6. Reranker (MMR, Cohere, LLM):

Query -> Retrieve Docs -> Rerank Docs -> [Reranked Docs] -> Generate Response
This notation represents RAG pipelines that incorporate a reranking step, where initially retrieved documents are reassessed and reordered based on their relevance to the query, using techniques like Maximal Marginal Relevance (MMR), Cohere reranker, or LLM-based rerankers.
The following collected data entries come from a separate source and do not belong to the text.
PR #399, opened 2026-09-12
feat(erd): add an entity-relationship diagram type (#115)

TuGou-a:
## Problem and value

Current `main` has no type for the shape of the data itself. A `database`-typed architecture node names a store, but not a key, a foreign-key target, or whether an end is one or many, so "map this service's data model" can only be approximated.

This implements #115: `erd` becomes a sixth typed diagram — entities, key attributes, and both-end cardinality — authored as JSON, validated fail-closed, delivered as a self-contained HTML artifact that reuses the existing viewer with no new viewer concepts (it rides the `data-node-id`/`data-edge-*` hooks and a `data-node-kind` the viewer already knows).

It is a second implementation of the same issue as #183, with different decisions, so a maintainer can take either. Differences, and the reasoning:

| | #183 | this PR |
| --- | --- | --- |
| cardinality | `cardinality: { from, to }` free strings | `fromCardinality` / `toCardinality` (`one`/`many`) + `fromOptional` / `toOptional` |
| entity kind | required `kind` enum, 5 values | none in this slice |
| attribute keys | `role: primary/foreign/attribute` | `key: pk/fk/uk` |
| attribute count | capped in-schema | no cap; per-row fit + diagnostic, full table in cards |
| orphan entity | error, with a `standalone` escape | no orphan error |
| repository evidence | `sources` + `repository` in-slice | deferred in this slice; `#389` already generalizes evidence to every type on `dev`, so the deferral is a scope choice here rather than a missing contract |
| routing | per-type routing; the shared-geometry change was reverted | shared router extracted (`#266` landed the same extraction as `architecture/routing.mjs` on `dev`); obstacle-aware routing |

The cardinality point is the substantive one: `"0..N"` is display notation, so no gate can check it and the crow's-foot marker can only be parsed from arbitrary text. `one|many` plus an optionality boolean is checkable, and the marker follows from the fact rather than from string parsing. The `kind` vocabulary is the second: `junction` and `external` are derivable from the key facts (two foreign keys forming the identity; no inbound foreign key), so an authored enum can contradict the keys the same document declares.

## Stability impact

- Impact class: contract change (new type keyword, schema, acceptance rules, Skill instructions) plus shared behaviour (router extraction).
- Changed behaviour and shared callers: `renderers/shared/orthogonal-router.mjs` is new; `renderers/architecture` now imports it instead of owning the candidate families, `strictClearance`/`preferredCandidates`/`extraCandidates` are opt-in and unused by architecture, and `renderDefinitions(extra = '')` appends type-owned definitions inside the same `<defs>`. This extraction was written before `#266` landed the same split on `dev`, so it is a second one; the hooks ERD needs (`preferredCandidates`, the spread `ports` map) are the only additions over the landed module, and they belong folded into it rather than kept parallel.
- Existing behavior preserved: architecture's `web-app` example renders **byte-identical** to the checked-in golden, and `check:viewer`, `check:brand-marks`, `check:validators`, `check:release-identity` and the golden suite pass.
- Intended compatibility changes: `guide` gains a twelfth recipe and routes data-model questions to `erd`; the gallery gains a twelfth case; the packaged Skill gains a type.
- Failure behavior: invalid ERD exits non-zero with machine-readable diagnostics (`layout/constraint` carrying `subject`, `evidence`, `supportedFixes`), and `deliver` preserves the previous artifact. A relationship that cannot clear an unrelated entity fails with `clean-flow/edge-through-node` rather than being drawn through a box.
- No unrelated changes: the ZIP and the site surfaces are regenerated only where the new type and recipe reach them. `docs/assets/archify-live-proof.{gif,json}` were deliberately left untouched — regenerating them on unmodified `main` already produces a diff, so that staleness belongs to its own change.

## Review round 2 — fail-closed contract

Both reproductions from the review are fixed at head `91f781c`, with the schema as the gate:

```
# every relationship loses fromCardinality/toCardinality
node bin/archify.mjs validate erd /tmp/no-cardinality.erd.json --json
# ok:false · stage "render" · erd schema validation failed:
#   /relationships/0 (id/label: "order_customer") must have required property 'fromCardinality'

# every key:"fk" attribute loses its references target
node bin/archify.mjs validate erd /tmp/no-references.erd.json --json
# ok:false · erd schema validation failed:
#   /entities/1/attributes/1 (id/label: "order") must have required property 'references'
```

`fromCardinality`/`toCardinality` are now required on a relationship, `references` is required whenever `key: "fk"` is asserted, and a `references` value must read `"entity.attribute"`. The renderer keeps the checks the schema cannot make — that the named entity and attribute exist — and its cardinality fallback is now documented as unreachable after validation instead of as a default that made an omission validate. Regression coverage: two `erd-rendering` tests strip the fields across the whole orders example the way the review reproduced it, and three schema-enforcement cases join `golden.mjs`.

The two stale-claim notes are accepted: `#266` landed the router extraction on `dev` as `architecture/routing.mjs`, and `#389` generalized repository evidence to every type. The table above and the stability section now say so.

## Consolidation

Taking the review's direction: `#183` is the integration base, and this branch stays open as the source/alternative rather than advancing a parallel schema. What is ready to contribute, with attribution:

- **Typed, fail-closed cardinality** — `one`/`many` plus an optionality boolean, both ends required, so nothing about an end is inferred from the other end or from a display string.
- **Obstacle-aware route coverage** — entity boxes are opaque here, so a table between two aligned anchors is routed around rather than crossed, and an unroutable relationship is an error; the fixtures and the clean-flow assertion come with it.
- **The bundling geometry** (fan-in/fan-out trunks) if it is wanted; it is independent of the schema vocabulary.

The branch is currently conflicting against `dev` (10 files, mostly regenerated artifacts plus the shared-router extraction). I have not rebased it, because re-homing the router is the consolidated contract's decision rather than this branch's; I can rebase it onto `dev` if you want it kept as a clean alternative. No further schema work will go into it meanwhile.

## Tests run

Comparison base: the PR base branch `dev`. Candidate: this branch at `91f781c`.

```
cd archify && npm ci && npm test          # Node 22, the canonical ZIP major
# tests 1357 · pass 1309 · fail 0 · skipped 48

ARCHIFY_CHROME="/Applications/Google Chrome.app/Contents/MacOS/Google Chrome" \
  node --test test/desktop-reader-browser.test.mjs
# 2/2 pass, real Chrome, 1440x900 adaptive reader

node bin/archify.mjs deliver erd examples/orders.erd.json /tmp/orders.erd.html --quality showcase --json
# ok, 9/9 checks, showcase pass, 0 errors / 0 warnings
# spec sha256 8e725322cd16025a… 5862 B · artifact sha256 39e49f1afefe5bc2… 810800 B

node bin/archify.mjs visual-check /tmp/orders.erd.html --json
# pass · containment pass · readability pass · viewerChrome pass · 0 diagnostics
# 1440x900 → 900, 1600x1000 → 1000, 1920x1080 → 1080, 2048x1320 → 1320
```

New regression coverage in `archify/test/erd-rendering.test.mjs` (12 tests). Besides the artifact receipt, it asserts the geometry contract this type adds: every route is checked against unrelated entity rectangles, an entity placed between two aligned anchors is routed around instead of crossed, and an unroutable relationship fails with a diagnostic while writing no artifact. The schema negatives (unknown entity, unknown attribute reference, duplicate attribute name, under-wide entity) and the cardinality/optional/dashed variants are covered too.

The 48 skipped tests are the platform- and browser-gated ones; the browser test above was run explicitly rather than left skipped.

## Visual evidence

- Evidence provided: the checked-in gallery artifact `docs/gallery/artifacts/orders.erd.html` (linked from the gallery card), and the `visual-check` sidecar set (4 viewports × 2 themes) reproducible with the command above. Drawings inspected: crow's-foot markers at both ends, the dashed non-identifying payment link, key glyphs, and the legend.
- Comparison conditions: same authored input, `--quality showcase`, light and dark, static preset, no motion.
- Automated or browser checks: `visual-check` pass with 0 diagnostics at 1440×900 / 1600×1000 / 1920×1080 / 2048×1320; `desktop-reader-browser.test.mjs` 2/2 with real Chrome.
- Perceptual visual review: pending a human. The parts I would ask to be looked at are the crow's-foot markers against the existing arrow language and the row typography inside entity boxes.

## Generated artifacts

- `archify.zip` rebuilt with Node 22 and smoke tested from the extracted package (`doctor` now reports the erd renderer, schema, and example).
- `archify/renderers/shared/generated-validators.mjs` regenerated; two consecutive runs are byte-identical.
- `archify/examples/erd-orders-rendered.html` and `examples/erd-orders-rendered.html` re-rendered from the example source.
- `docs/gallery.html`, `docs/gallery/manifest.json`, `docs/gallery/artifacts/orders.erd.html`, `docs/gallery/sources/orders.erd.json`, and `docs/guide.html` regenerated from the shared recipe source.

---

---

On the consolidation: this schema's vocabulary is not the thing to defend — if the consolidated contract takes `cardinality: { from, to }` in whatever shape it settles on, the markers, the obstacle routing, and the fail-closed requirements above port to it directly. What I would argue to keep either way is that both ends are stated rather than defaulted, and that an `fk` names its target: those are the two places where a diagram otherwise asserts a fact nobody authored.


TuGou-a:
@coderabbitai review

tt-a1i (changes requested):
Compared `fecaa6091b1e620e1263d2d1226c5bff53a5787c` with #183 and issue #115. All 10 focused ERD tests pass. Typed cardinality, optionality and obstacle-aware route tests are valuable; maintaining a second competing ERD schema is not.

Two public-CLI reproductions still fail the issue's stated fail-closed contract:

- Removing `fromCardinality` and `toCardinality` from every orders-example relationship still makes `validate erd --json` return exit 0 / `ok:true`. `cardinalityOf()` silently supplies many-to-one, mandatory-at-both-ends facts that the author never declared. Require both endpoint cardinalities instead of guessing them.
- Removing every `references` field from `key: "fk"` attributes also validates successfully. The reference loop skips absent strings, so a claimed foreign key need not name a target. Require and validate a target whenever FK is asserted.

There are also deliberate scope differences from #115: repository evidence is omitted, standalone/orphan policy is removed, and a grid-placement surface is added. The current PR body acknowledges some differences; their presence is not acceptance of a changed first-slice contract. Current dev already has the router extraction (#266) and generalized repository evidence (#389), so the claimed need for a second extraction/evidence deferral is stale.

Consolidation direction: prefer #183 as the issue-aligned integration base, taking this PR's typed marker and obstacle-routing coverage where useful with attribution. #183's own arbitrary-cardinality acceptance is being requested for repair; this is not approval of its current head. Owner/action: maintainers and the #183 author consolidate one public ERD contract; this author can contribute the reusable portions rather than advancing a parallel schema. Keep this PR open as the source/alternative until the consolidated replacement is actually accepted; do not close it as already superseded. No final browser or full-suite acceptance is claimed from these focused checks.

TuGou-a:
Both reproductions are fixed at `91f781c`, and the two stale-claim notes are accepted.

**Fail-closed contract.** The schema is now the gate, so an omission cannot validate at all:

```
# every relationship loses fromCardinality/toCardinality
$ node bin/archify.mjs validate erd no-cardinality.erd.json --json
ok:false · stage "render" · erd schema validation failed:
  /relationships/0 (id/label: "order_customer") must have required property 'fromCardinality'

# every key:"fk" attribute loses its references target
$ node bin/archify.mjs validate erd no-references.erd.json --json
ok:false · erd schema validation failed:
  /entities/1/attributes/1 (id/label: "order") must have required property 'references'
```

`fromCardinality`/`toCardinality` are required on a relationship, `references` is required whenever `key: "fk"` is asserted, and a `references` value must read `"entity.attribute"`. The renderer keeps the checks the schema cannot make (that the named entity and attribute exist) and its cardinality fallback is documented as unreachable after validation rather than as a default — `cardinalityOf()` no longer decides anything about a diagram that passes. Regression coverage mirrors the reproductions: two tests strip the fields across the whole orders example, and three schema-enforcement cases join `golden.mjs`. Full suite is 1309 passing on Node 22; validators and the archive are rebuilt.

**Scope claims.** `#266` landed the router extraction as `architecture/routing.mjs` and `#389` generalized repository evidence, both after this branch was cut. The PR body and the stability section now say so, and the deferral is described as a scope choice rather than a missing contract.

**Consolidation.** Agreed on the direction — `#183` as the integration base, this branch kept open as the source/alternative, no further schema work here. The portions I would offer for it, with attribution:

- typed, fail-closed cardinality (`one`/`many` + optionality boolean, both ends required and neither inferred from the other);
- the obstacle-aware route coverage, because entity boxes are opaque is not a policy here — a table between two aligned anchors is routed around, and an unroutable relationship is an error rather than a drawn crossing;
- the fan-in/fan-out trunk geometry, if useful; it does not depend on the schema vocabulary.

The branch is conflicting against `dev` in 10 files (regenerated artifacts plus the router). I have left it unrebased because re-homing the router is the consolidated contract's decision, not this branch's — tell me if you want it rebased onto `dev` to keep it usable as the alternative, and I will.

One note on CI: GitHub cannot build the `pull_request` merge ref while the branch conflicts against `dev`, so no workflow has run on `91f781c` (0 runs for that SHA). The fix is verified locally — `cd archify && npm ci && npm test` on Node 22 is 1357 tests / 1309 passing / 0 failing, including the two reproductions above. Rebasing onto `dev` would restore CI; that is the offer in the paragraph above, and I will do it as soon as you want the branch kept as a working alternative.

tt-a1i:
Thanks @TuGou-a — we support adding ER diagrams and would welcome you continuing to improve this implementation.

First, a coordination update: #183 is now closed without merging, so our earlier instruction to wait for it as the integration base is no longer useful. Sorry for leaving you waiting. If you are still interested, please proceed with updating #399 against current dev as the consolidation path, reusing the router/evidence foundations already there and carrying over useful work from #183 with attribution. We should converge on one ERD contract rather than maintain parallel implementations.

I ran your unchanged orders example at `91f781cede28aaea6935b65b31632571954ecf1f` with Node 22.23.2. The public showcase delivery passed 9/9 checks, and all 12 ERD rendering tests passed. I also opened the generated HTML in a browser, inspected both themes, and checked node search/focus and connected-table details. This establishes a working example, not full integration or merge acceptance on current dev.

The capability is useful, but the example's presentation still needs refinement. My main reading concerns are:

- The tables have nearly identical visual weight, making it difficult to identify the order model's center at a glance. Please improve hierarchy and grouping through layout and typography; extra colors or new style modes are not required.
- The relationships around order/payment/order_item are harder to follow, and the cardinality symbols and legend are faint, especially in the light theme. Make both-end meanings easier to distinguish without relying on color alone.
- There is substantial space above the tables while field text is relatively small. Aim for a better balance between readable fields, routing space, and overall compactness.
- The example places `order.total_amount`, `payment.paid_at`, and `order_item.quantity` only in prose cards. Please include these in the structured attributes and table display for this example, keeping cards for supplementary explanations. If an example intentionally presents a subset, label that scope clearly rather than implying a complete schema.

Please start by improving this example, then try a representative real or redacted data model with more fields and relationships. Before/after artifacts at the same viewport and theme would help us assess the improvement. Preserve the existing five diagram types and include relevant regression checks plus practical generation/repair timings if the changes affect them; passing validation alone does not establish readability or unchanged performance.

The direction has our support. Let's make the existing slice clear and comfortable to read before expanding its scope. Thanks again for the implementation and for coordinating the earlier review fixes.

TuGou-a:
Updated to current `dev` as the consolidation path, with the reading round from the 2026-09-21 review. The PR description above now describes this head; the previous body's consolidation section (waiting on #183, the parallel router, the evidence deferral) is superseded — #183 is closed, the router is `dev`'s single module, and `erd` verifies repository evidence like the other five types.

Head: `382923c`, rebased onto `dev` (force-pushed, hence the rewrite notice).

**Consolidation**
- One router: architecture imports `shared/orthogonal-router.mjs` and renders **byte-identical** to the checked-in golden (`cmp` on a fresh render).
- Evidence: `meta.repository` + `entities[].sources`, wired through the shared collection map and `--repo-root`, fail-closed on the same six failure modes as the other types; `erd` joins both evidence suites.
- `archify.zip` rebuilt with Node 22 from the branch index; a second build is `cmp`-identical and package smoke passes from the extracted archive.

**The four reading concerns**
1. Grouping/hierarchy: a contiguous `tag` block is drawn as a labelled domain band; rows read as text (18-unit rows, 10-unit fields, 28-unit header); `order` is the wider hub inside the `checkout` band.
2. Relationships and symbols: same-side ports keep 24 units apart (a glyph is 14 tall); the crow's foot, bar and optional ring are drawn in the muted text ink — measured 3.98:1 light / 6.02:1 dark against a table fill, where the shared arrow token sits at 2.14:1 — and the legend repeats the exact glyph and weight.
3. Compactness: the empty band under the tables was the reserved legend strip, and the legend had been **silently dropped** (the strip was four units short and the type's default hides an unfittable legend). The strip now fits all six entries, which fills the space with what it was reserved for.
4. Complete fields: `order.total_amount`, `payment.paid_at` and `order_item.quantity` are in the tables; cards are supplementary.

**Site and start surfaces** (found by a review pass over this round, not by CI): `website/src` now carries the twelfth gallery case and thirteenth recipe; the gallery card's "Create this type" link resolves to a real `database-schema` start on both surfaces, with the sixth chooser button and count. A guard asserts that every type a gallery card links to is in the start allow-list, has a start entry with bilingual prompts, and has a chooser button whose count matches the label.

**Evidence**
```
cd archify && npm test
# tests 2178 · pass 2109 · fail 0 · skipped 69
node bin/archify.mjs deliver erd examples/orders.erd.json /tmp/orders.erd.html --quality showcase --json
# ok · 9/9 checks · showcase pass · 0 errors / 0 warnings
ARCHIFY_CHROME="…" node bin/archify.mjs visual-check /tmp/orders.erd.html --json
# pass · containment pass · readability pass · 4 viewports × 2 themes · hasLegend
cd website && npm run check && npm run build && npm test    # 7/7
bash scripts/build-zip.sh && cmp archify.zip /tmp/again.zip # deterministic
```
Timings (Node 22, median of five, same input): `deliver` 146 ms → 190 ms; the renderer alone 79–84 ms → 104–111 ms. Most of that is the larger document this revision writes (bands plus complete field lists) — the profile delta lands in serialization, hashing and GC, not in a new code path. For scale: `dev`'s own schemas cost every type about 50 ms more than this branch's fork point on this machine (architecture 47–53 ms → 97–113 ms, byte-identically), so the honest baseline for these numbers is `dev`'s.

Two points I would like your call on, both in the description: the crow's foot's toe orientation (currently toes spread away from the table, as the renderer README documents; some notations draw them against the entity) and whether an unfittable default legend should hide — today it does, a declared `meta.legend` fails loudly instead.

tt-a1i:
Thanks for the careful update. I opened the current `c214e05` orders artifact at 1440×900 in both themes. The domain bands, complete field rows, and restored legend are clear improvements over the earlier example.

On the legend question, we don't require the entire ERD to fit on one screen. A larger diagram that needs normal scrolling is fine; preserving readable fields and a visible legend matters more than squeezing everything into the initial viewport. So I would not change the default to fail just because the diagram is taller than the screen. For the ERD renderer, please keep the default legend in the generated content when sizing the diagram, rather than silently hiding it when its reserved strip is short. If an explicitly fixed drawing area genuinely cannot hold it, an actionable capacity diagnostic is reasonable. The current orders example already shows the legend, so this is about the remaining edge case.

The `scrollHeight == innerHeight` result in the PR is useful evidence for this particular orders fixture, not an acceptance rule that every ERD must fit without scrolling. Please do not shrink text, omit content, or constrain the layout simply to satisfy that condition. We are revisiting the broader one-screen assumptions in Archify as part of the canvas work.

For future large-diagram navigation, you can also look at our experimental [labs/infinite-canvas](https://github.com/tt-a1i/archify/tree/labs/infinite-canvas) branch and the separate [adaptive-canvas work in #478](https://github.com/tt-a1i/archify/pull/478). They are not on `dev` yet, and neither should be a dependency of #399. Viewer panning/zooming can make existing content easier to explore, but cannot recover a legend omitted while generating the SVG. We expect to keep improving large-diagram browsing, including considering how ERD fits into it later.

On the crow's-foot question, I'd prefer the foot to open toward the entity whose cardinality it describes; the current glyph can read like a directional arrow. Please show the same relationship before and after the flip, including the optional-many end, so we can confirm the result visually without changing the underlying cardinality facts.

The remaining visual-review concern at 1440×900 is that the field types and legend labels are still fairly small and faint. A representative real or redacted model beyond the orders example would help us judge that tradeoff before integration.

TuGou-a:
Updated to current `dev` (`7d3594e`) with the reading round from the 2026-09-23 review. Head: `eab5922` — rebased again after your merge so the pull-request merge ref builds and CI can run; the only conflict was the generated `archify.zip`, everything else applied clean, and the artifacts below are from this head.

All four points are answered below, each with the artifact you asked for. The three before/after images live on a scratch branch so they stay out of the diff — `review-erd-round4` on the fork, safe to delete any time.

**1. The crow's foot now opens toward the entity it describes.**

The toes stand on that table's edge and the apex sits one foot back along the relationship; the `one` bar is unchanged and the optionality ring still sits past the apex, so the ring is never bisected by the foot. `er-many-end` and `er-many-start` remain mirrors of one shape, and only that shape moved — every declared cardinality draws exactly the glyph it drew before.

Before/after of the same relationship, plain `many` and `optional many`, same viewport and theme: [4-panel comparison](https://raw.githubusercontent.com/TuGou-a/archify/review-erd-round4/review/erd-round4/01-crow-foot-before-after.png). The legend swatch repeats the new orientation, since the legend is supposed to teach the glyph the diagram draws.

**2. Field types and legend labels.**

Measured in the real viewer at 1440×900 through computed styles (not from the source units): field names 10 → 11px, field types 9 → 10.5px, key glyphs 8 → 9, table names 12 → 13, legend labels 11 → 12, and relationship labels are now set explicitly at 9 units instead of the shared 8 — they had become the smallest text on a tall canvas. The type column also moved off the muted token: sampled from the rendered pixels against the table fill, the muted ink measured 3.98:1 (light) and 6.04:1 (dark), under the 4.5:1 text floor, which is what "faint" was measuring; the type now uses the primary ink at 14.94:1 / 15.48:1.

[Light](https://raw.githubusercontent.com/TuGou-a/archify/review-erd-round4/review/erd-round4/02-legibility-light.png) · [dark](https://raw.githubusercontent.com/TuGou-a/archify/review-erd-round4/review/erd-round4/03-legibility-dark.png) — same viewport, same crop, before on the left.

**3. The legend, and a larger diagram.**

You were right that this is about the generated content, not the viewport. An automatic canvas is now sized so the default legend is always in it: the shared measurement decides whether the reserved strip fits and the drawing area grows a band at a time until it does. If a route or a label still collides with the placed band, the renderer raises the capacity diagnostic instead of dropping the key, and an authored `meta.viewBox` — a fixed area — names exactly what it cannot hold (`legend/vertical-overflow`, `legend/label-too-wide`, or `legend/content-overlap`, each with its fix). The `unfit: 'hide'` path is gone from both routes.

For the scroll question: an automatic canvas declares `data-reader-fit="intrinsic-height"`, so a schema taller than one screen scrolls at a readable size instead of being squeezed, and field rows now declare `data-detail="context"` on the text itself so the Viewer sizes the diagram from the fields it has to keep legible. That was a real hole: the reader's own scale calculation only counted texts carrying the attribute, so a tall schema was shrunk past the floor while the check disagreed. Thanks for the pointer to `labs/infinite-canvas` and #478 — neither is a dependency here, and nothing in this branch anticipates them.

**4. A representative model beyond the orders example.**

[`examples/subscription-billing.erd.json`](archify/examples/subscription-billing.erd.json) — a redacted subscription-billing schema: eleven tables, sixty-four fields, eleven relationships, four domain bands (accounts, catalog, billing, payments). It passes the showcase profile 9/9 with 0 errors and 0 warnings, and at 1440×900 it reads as a normal vertical scroll with 7.5px minimum text (the floor is 6px).

[1440×900, both themes](https://raw.githubusercontent.com/TuGou-a/archify/review-erd-round4/review/erd-round4/04-representative-model-1440x900.png). One honest number for judging the tradeoff: the reader settles this one at scale 0.834, so its field types land at ~8.8px on screen against 10.5px for the orders example at 1440×900. The typography is the same; the diagram is simply larger. If you would rather have that compressed, the lever I would pull is rows, not type size.

**Also in this revision**

- The router is now `dev`'s current planner, moved to `renderers/shared/orthogonal-router.mjs` with the ERD contributing `sideFor`, `portSpacing`, `preferredCandidates`, `compositionFloors: false`, and a plan-free `inferredSides` read. Architecture and lifecycle changed one import line each and all six example renderings are byte-identical to the checked-in goldens. The ERD's own detour/outside candidate families are deleted — the shared obstacle grid covers them and the example renders byte-identically without them.
- Three defects my own review passes found and fixed: the bundled bus was painted over the relationship paths (a fan-in with an optional marker drew the bus through the ring's mask); an over-subscribed table side — the port spread is a cap, not a floor — drew overlapping feet and bars with nothing reported (now `layout/marker-capacity`, naming the table, the side, the spacing, the glyph height, and three ways out); and the relationship label's drawn mask was measured by the layout checks with the *old* 8-unit advance, so a label could sit on a table edge with no diagnostic. One measured box now serves all three consumers, and under the honest measurement the orders example's own label was 2px onto both tables — its corridor is widened to the room the diagnostic asks for, and the route shapes, bend counts, and gate outcome are unchanged by that.

**Evidence** (Node 22, this head)

```
cd archify && npm test
# tests 2319 · pass 2241 · fail 0 · skipped 78
npm run test:browser
# 246 · pass 246 · fail 0 on re-run (includes the desktop reader and site continuity)
# the first run flaked on two Chrome-contention cases; each passed alone and the
# full suite re-ran clean

node bin/archify.mjs deliver erd examples/orders.erd.json /tmp/orders.html --quality showcase --json
# ok · 9/9 checks · showcase pass · 0 errors / 0 warnings
node bin/archify.mjs visual-check /tmp/orders.html --json
# pass · 4 viewports x 2 themes · contained at all four · min projected text 8.6px
node bin/archify.mjs deliver erd examples/subscription-billing.erd.json /tmp/billing.html --quality showcase --json
# ok · 9/9 checks · 0 errors / 0 warnings
node bin/archify.mjs visual-check /tmp/billing.html --json
# pass · readable vertical scroll at 1440/1600/1920 · min projected text 7.51px

cd website && npm run check && npm run build && npm test   # typecheck clean · build ok · 7/7
bash scripts/build-zip.sh && cmp archify.zip /tmp/again.zip # deterministic
```

`deliver` on the orders example is 166 ms median of five (renderer alone 82 ms); for scale, `dev`'s own schemas cost every type about 50 ms more than this branch's fork point, byte-identically.

The PR description now describes this head. Both questions from the last round are closed your way — the foot flips, and the unfittable legend is a diagnostic rather than a silent drop.

TuGou-a:
@tt-a1i  review.  oh hhh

Here's an example of how to do this with Langchain - https://python.langchain.com/docs/templates/rag-pinecone-rerank/

7. T-RAG:

Query -> Generate Entities(Query) -> Search Tree for Entities Info -> Merge [Entities Info, Retrieved Docs] -> Generate Context -> Generate Response
The T-RAG (Tree-augmented RAG) pipeline incorporates entity information from a knowledge graph or database alongside the retrieved documents, merging these sources to generate a comprehensive context for the LLM to produce the final response (source - https://arxiv.org/pdf/2402.07483.pdf).
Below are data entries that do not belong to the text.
PR #402, opened 2026-09-13
fix(benchmark): reject malformed visual defect lists before passing runs

nbt0:
A passed visual review with a reviewer identity and `defects: "clipping"` is normalized to an empty list, allowing an otherwise valid first attempt to report `firstPassUsable: true`.

Require an explicit defects array before accepting a passed visual review. Missing or incorrectly typed lists now produce an invalid visual-review gate. Empty arrays still pass, and non-empty arrays retain their defects and prevent acceptance. Optional skipped reviews are unchanged.

Validation:
- `node --test archify/test/ordinary-model-floor.test.mjs` on Windows with Node 22.23.2: 19 passed, 0 failed.
- The regression covers omitted, null, string, object, boolean, numeric, empty-array, and non-empty-array values, while asserting the semantic and renderer gates pass.
- `git diff --check` passed.
- The full suite was not rerun on this isolated branch. An earlier run on the unchanged base had Windows/environment failures; this PR does not claim an all-green full suite.

### Visual evidence

Not applicable: only benchmark metadata validation and its regression test change; no Viewer or diagram presentation changes.

### Scope and artifacts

8. LLM-Augmented Retrieval:

Documents -> Split -> [Chunks] -> LLM -> Generate [Synthetic Titles] -> Generate [Relevant Queries] -> Combine ([Chunks, Synthetic Titles, Relevant Queries]) -> Doc-Level Embedding -> Vector Database -> Retrieve ([Relevant Docs]) <- User Query
In this approach, an LLM generates synthetic titles and relevant queries based on the input documents. These synthetic elements, along with the document chunks, are combined to create doc-level embeddings, which are then stored in a vector database. User queries are matched against these embeddings to retrieve relevant documents (source - https://arxiv.org/pdf/2404.05825.pdf).
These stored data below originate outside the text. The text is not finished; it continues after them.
Issue #400, opened 2026-09-12
[Bug]: compare architecture validates mutable input paths instead of the exact snapshots used for hashes and delta


yixinforu:
### Archify version or commit

6db72a9aea3d0f67a6a034e41f8a5491476a11c1

### Installation method

Git clone

### Diagram type

Architecture

### Exact command

```shell
cat > snapshot.json <<'JSON'
{
  "schema_version": 1,
  "diagram_type": "architecture",
  "meta": {
    "title": "Snapshot consistency reproduction"
  },
  "components": [
    {
      "id": "api",
      "type": "backend",
      "label": "API",
      "pos": [40, 40],
      "size": [120, 60]
    }
  ],
  "boundaries": [],
  "connections": [],
  "cards": []
}
JSON

cp snapshot.json head.json

rm -f base.json
mkfifo base.json

(
  cat snapshot.json > base.json
  printf '{}\n' > base.json
) &

node archify/bin/archify.mjs compare architecture \
  base.json head.json delta.html --json
```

9. FLARE - Forward Looking Active RAG

Documents -> Split -> [Chunks] -> LLM -> Generate [Temporary next sentences] -> Combine Search results -> Retrieve [Relevant Docs] <- User Query
Here the authors propose anticipating relevant completions by generating a temporary next sentence, using it as a query to retrieve relevant documents, and then regenerating the next sentence conditioning on the retrieved documents.

10. Agentic RAG workflows

Agents that have access to tools, including but not limited to vector indexes or search APIs can dynamically select, use, and compile results based on workflows that are dynamic.
Query -> LLM selects tool(s) -> Send input to [tools] -> Receive response from [tools] -> LLM plans and loops -> LLM generates final Answer
The tool used here can be a vector index (see how to use Agents with Bedrock Knowledge bases here - https://docs.aws.amazon.com/bedrock/latest/userguide/agents-kb-add.html). Now, here is a picture to show how different questions can result in different, dynamically generated agent traces in an agentic RAG system:
source - https://arxiv.org/pdf/2312.04511.pdf
There are several variations and implementations of agentic workflows. For example, one popular method is LLM compiler (Integrated with RAG), which can be described as follows:
Query -> Generate Task DAG -> Dispatch [Tasks] -> Unblock Dependent Tasks with Results -> Final Answer
First, the Task DAG is generated to outline the tasks and their interdependencies. Then, tasks are dispatched for parallel execution based on their dependencies. Results are forwarded back to unblock dependent tasks, and once all tasks are executed, the final answer is delivered to the user (source - https://arxiv.org/pdf/2312.04511.pdf).


The proposed shorthand notation offers a simple way to represent and communicate advanced RAG pipelines, enabling researchers and practitioners to effectively share and compare different techniques.
As the field of RAG continues to evolve, with new techniques and approaches emerging, this shorthand notation can help document differences in these methods. I encourage the community to adopt and extend this notation, fostering collaboration and knowledge-sharing within the RAG domain.

Any opinions in this post are those of the individual author and may not reflect the opinions of AWS.